**Source data**:
+ + +

PR #3250, opened 2024-10-22
text-utils: add bits command

rjarry:
Add a new text utility to convert bit masks in various formats.

This can be handy to avoid parsing affinity masks in one's head and/or to interact with the kernel in a more human friendly way. It is a rewrite in C of the bits command from my linux-tools python package so that it can be more widely available.

Here is an example:

```
 ~# cat /sys/kernel/debug/tracing/tracing_cpumask
 ffffffff,ffffffff,ffffffff,ffffffff
 ~# bits -l ,$(cat /sys/kernel/debug/tracing/tracing_cpumask)
 0-128
 ~# bits -g 58,59,120,123
 9000000,00000000,0c000000,00000000
 ~# bits -g 58,59,120,123 > /sys/kernel/debug/tracing/tracing_cpumask
 ~# echo 1 > /sys/kernel/debug/tracing/tracing_on
```

Add man page and basic tests.

Link: https://git.sr.ht/~rjarry/linux-tools#bits


rjarry:
CI is failing on aarch64 but it seems unrelated to my changes:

+ + +

Using the material above, work out how many lines hold the word "linux". Reply with that number alone.

2